# Try it:
Starting at the top of the entries below, set down every line exactly, please, until you reach the line with "Implement these APIs", which is included too.
Entries shown below:
PR #5217, opened 2022-06-11
Fix InvalidObjectState HTTP status code

luisgabrielroldan:
Hello!

This PR fixes the HTTP status code for the InvalidObjectState error.

The expected HTTP code ([AWS docs](https://docs.aws.amazon.com/AmazonS3/latest/API/ErrorResponses.html)) is 403.


bblommers (approved):
Thanks for the fix @luisgabrielroldan!

PR #5221, opened 2022-06-13
Greengrass Implement create_resource_definition

cm-iwata:
Implement these APIs

- create_resource_definition
- create_resource_definition_version

### DIFF
--- a/moto/greengrass/models.py
+++ b/moto/greengrass/models.py
@@ -117,6 +117,55 @@ class FakeDeviceDefinitionVersion(BaseModel):
         return obj
 
 
+class FakeResourceDefinition(BaseModel):
+    def __init__(self, region_name, name, initial_version):
+        self.region_name = region_name
+        self.id = str(uuid.uuid4())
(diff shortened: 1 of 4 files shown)


cm-iwata:
I don't know why SQS test fails

```
FAILED tests/test_sqs/test_sqs.py::test_change_message_visibility_on_visible_message
```

I guess VisibilityTimeout may too short for this testcase,  and sometimes testcase will failue.


https://github.com/spulec/moto/blob/9640ec20d125248ac91243591c7db50daabfd135/tests/test_sqs/test_sqs.py#L1638



I tried to extend VisibilityTimeout and the test ended normally.
https://github.com/cm-iwata/moto/runs/6872692585?check_suite_focus=true

@bblommers 
Can I add a commit that extends the Visibility Timeout as a trial?

bblommers (approved):
This looks good to me - I'll just merge on the assumption that the SQS tests will now pass. Thanks again for the PR @cm-iwata!

PR #5223, opened 2022-06-13
fixed tf suite: Route53HostedZone

macnev2013:
## Added
**APIs**
- associate_vpc
- disassociate_vpc

## Updated
- Mechanism to store VPC in FakeZone

## TF Tests
- TestAccRoute53Zone_basic
- TestAccRoute53Zone_disappears
- TestAccRoute53Zone_multiple
- TestAccRoute53Zone_comment
- TestAccRoute53Zone_delegationSetID
- TestAccRoute53Zone_forceDestroy
- TestAccRoute53Zone_ForceDestroy_trailingPeriod
- TestAccRoute53Zone_tags
- TestAccRoute53Zone_VPC_single
- TestAccRoute53Zone_VPC_multiple
- TestAccRoute53Zone_VPC_updates

Note:
- The test `test_hosted_zone_private_zone_preserved` was expecting to create a vpc without having to add VPC info. In `create_hosted_zone` response VPCs section was having one entry with empty string so it was expecting len(vpc) == 1. (Which was changed to contain empty vpc list::: len(vpc) == 0)
- Future Work: Need to make sure we can create a vpc with params as : `private_zone = True` and without `VPC` config

### DIFF
--- a/moto/route53/exceptions.py
+++ b/moto/route53/exceptions.py
@@ -89,6 +89,28 @@ class HostedZoneNotEmpty(Route53ClientError):
         self.content_type = "text/xml"
 
 
+class PublicZoneVPCAssociation(Route53ClientError):
+    """Public hosted zone can't be associated."""
+
+    code = 400
+
+    def __init__(self):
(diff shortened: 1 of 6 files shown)


bblommers (approved):
LGTM! Thanks @macnev2013

PR #7553, opened 2024-04-02
DynamoDB: duplicate error should be thrown for batch writer

rafcio19:
Closes https://github.com/getmoto/moto/issues/7538


bblommers (approved):
LGTM - thank you @rafcio19!

PR #7563, opened 2024-04-04
fix(cognito-idp): avoid KeyError on unexisting refresh token

serozhenka:
If an unexisting refresh token was passed to the `initiate_auth` with the `REFRESH_TOKEN_AUTH` flow, firstly the operation fails because of `KeyError` and after a few retrials, Moto returns a 500 status code response.

The fix was to use the `.get()` method to get a dictionary member or `None` if such doesn't exist instead of direct dictionary access with `[]`.


bblommers (approved):
Make sense - thanks for fixing this @serozhenka!

PR #7571, opened 2024-04-05
SQS: sqs q name validation

rafcio19:
Closes https://github.com/getmoto/moto/issues/7559

### DIFF
--- a/tests/test_sqs/test_sqs.py
+++ b/tests/test_sqs/test_sqs.py
@@ -203,6 +203,7 @@ def test_create_fifo_queue_with_high_throughput():
         "name-with-hyphens",
         "Name-with_all_the_THings",
     ],
+    ids=["random", "underscores", "hyphens", "combined"],
 )
 def test_create_queue(q_name):
     sqs = boto3.resource("sqs", region_name=REGION)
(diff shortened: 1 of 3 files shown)


rafcio19:
@bblommers do you know why these tests are failing? Works locally for me, except some SSO tests  🤔

tests/test_sqs/test_sqs.py
```diff
@@ -171,10 +195,18 @@ def test_create_fifo_queue_with_high_throughput():
 
 
 @mock_aws
-def test_create_queue():
+@pytest.mark.parametrize(
+    "q_name",
+    [
+        str(uuid4())[0:6],
```
bblommers, line 201: The SQS tests are run in parallel, and each parallel process collects all test-names. After execution, the results of all processes are merged and checked for consistency. 

I think the error that we're seeing is that the test-names are not consistent across all test processes, due to this randomization. If I understand it correctly, this could be fixed by explicitly specifying the test-id's:
```
ids=["random", "underscores", "hyphens", "combined"]
```
As long as the test-ids are equal across every run, it should not be a problem.

bblommers: If you have `pytest-xdist` installed, you can run `pytest tests/test_sqs -n 4` locally to validate this theory

bblommers (approved):
Great - thanks for adding this @rafcio19!

PR #7597, opened 2024-04-15
Feature: Bedrock and Bedrock Agents

JoshLevyMN:
Support for Bedrock and Agents for Bedrock services. 
Includes support for create, delete, list, get, and tagging operations for custom models, model customization jobs, model invocation logging, agents, and knowledge bases.


moto/bedrock/models.py
```diff
@@ -0,0 +1,546 @@
...
+    def __init__(self, logging_config: Dict[str, Any]) -> None:
+        self.logging_config = logging_config
+
+
+class BedrockBackend(BaseBackend):
+    """Implementation of Bedrock APIs."""
+
+    def __init__(self, region_name: str, account_id: str) -> None:
+        super().__init__(region_name, account_id)
+        self.ModelCustomizationJobs: Dict[str, ModelCustomizationJob] = {}
```
bblommers, line 189: Variables should all by `snake_case` across both Backends, to keep the style consistent

moto/bedrock/models.py
```diff
@@ -0,0 +1,546 @@
...
+    def stop_model_customization_job(self, job_identifier: str) -> None:
+        if job_identifier in self.ModelCustomizationJobs:
+            self.ModelCustomizationJobs[job_identifier].status = "Stopped"
+        else:
+            raise ResourceNotFoundException(
+                f"Model customization job {job_identifier} not found"
+            )
+        return
+
+    def list_model_customization_jobs(
```
bblommers, line 287: Can we use the existing `@paginator`-decorator here? That way we can avoid all the custom pagination logic.

http://docs.getmoto.org/en/latest/docs/contributing/development_tips/utilities.html#paginator

moto/bedrockagent/responses.py
```diff
@@ -0,0 +1,162 @@
...
+class AgentsforBedrockResponse(BaseResponse):
+    """Handler for AgentsforBedrock requests and responses."""
+
+    def __init__(self) -> None:
+        super().__init__(service_name="bedrock-agent")
+
+    @property
+    def bedrockagent_backend(self) -> AgentsforBedrockBackend:
+        """Return backend instance specific for this region."""
+        # TODO
```
bblommers, line 20: Nitpick, but it would be good to have this

moto/bedrockagent/urls.py
```diff
@@ -0,0 +1,13 @@
+"""bedrockagent base URL and path."""
+
+from .responses import AgentsforBedrockResponse
+
+url_bases = [
+    r"https?://bedrock-agent\.(.+)\.amazonaws\.com",
+]
+
+url_paths = {
+    # "0/.*$": AgentsforBedrockResponse.dispatch,
```
bblommers, line 10: These additional URL's don't seem necessary

moto/bedrockagent/responses.py
```diff
@@ -0,0 +1,162 @@
...
+        # bedrockagent_backends is not yet typed
+        # Please modify moto/backends.py to add the appropriate type annotations for this service
+        return bedrockagent_backends[self.current_account][self.region]
+
+    # add methods from here
```
bblommers, line 25: The scaffold script adds them as a pointer/reminder when you start implementing a service, but there's no need to keep them now

moto/bedrockagent/responses.py
```diff
@@ -0,0 +1,162 @@
...
+
+    def list_tags_for_resource(self) -> str:
+        resource_arn = unquote(self.path.split("/")[-1])
+        tags = self.bedrockagent_backend.list_tags_for_resource(
+            resource_arn=resource_arn
+        )
+        return json.dumps(dict(tags=tags))
+
+
+# add templates from here
```
bblommers, line 162: Same here

bblommers (changes requested):
Hi @JoshLevyMN, thanks for the PR! Please see my comments.

I haven't gone through the tests yet, but I'll do that on a second/third pass.

JoshLevyMN:
Thanks for the feedback @bblommers, it should all be addressed now. 
All of the testserver tests are failing, and I'm not sure how to fix it.

bblommers:
Hi @JoshLevyMN, I believe the ServerMode tests are failing because of a bug with how Moto handles request matching. I'll fix that first, and then revisit this. All the changes LGTM btw!

bblommers (approved):

PR #7599, opened 2024-04-16
Rekognition: add DetectCustomLabels support

akx:
Response data copied from https://docs.aws.amazon.com/rekognition/latest/customlabels-dg/detecting-custom-labels.html#text-response.


akx:
I think the `TestNDeploy / rubytest / test (3.2) (pull_request)` failure is a flake? It seems to be failing in an SQS-related thing.

bblommers (approved):
LGTM - thank you for the PR @akx!

PR #7600, opened 2024-04-16
Sagemaker: Add update trial component

YHallouard:


YHallouard:
Hi, 

Can I have more insight on the two test failed ? They don't seems to be related to anything I changed, so I'm little puzzled

bblommers (approved):
LGTM - thanks for adding even more functionality here @YHallouard!

PR #7601, opened 2024-04-16
ec2: improve describe_instances() filters

rbailey-godaddy:
Extend `Filters=` support in `ec2.describe_instances()` so that it now supports `product-code` and `product-code.type` filters, with the following restriction:

* All codes registered in `amis.json` in an image's `product_codes` property are treated as "marketplace" codes, i.e. it is not possible to specify an image with "devpay" codes.

The latent formatting support clearly intended these to be used as marketplace codes, and that's the use case I require, so this scratches my itch as-is.

### DIFF
--- a/moto/ec2/models/amis.py
+++ b/moto/ec2/models/amis.py
@@ -145,6 +145,10 @@ class Ami(TaggedEC2Resource):
             return self.owner_id
         elif filter_name == "owner-alias":
             return self.owner_alias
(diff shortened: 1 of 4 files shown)


bblommers (approved):
LGTM - thanks @rbailey-godaddy!

rbailey-godaddy:
Confirmed working, thanks!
End of Entries shown.
# Exercise response:
PR #5217, opened 2022-06-11
Fix InvalidObjectState HTTP status code

luisgabrielroldan:
Hello!

This PR fixes the HTTP status code for the InvalidObjectState error.

The expected HTTP code ([AWS docs](https://docs.aws.amazon.com/AmazonS3/latest/API/ErrorResponses.html)) is 403.


bblommers (approved):
Thanks for the fix @luisgabrielroldan!

PR #5221, opened 2022-06-13
Greengrass Implement create_resource_definition

cm-iwata:
Implement these APIs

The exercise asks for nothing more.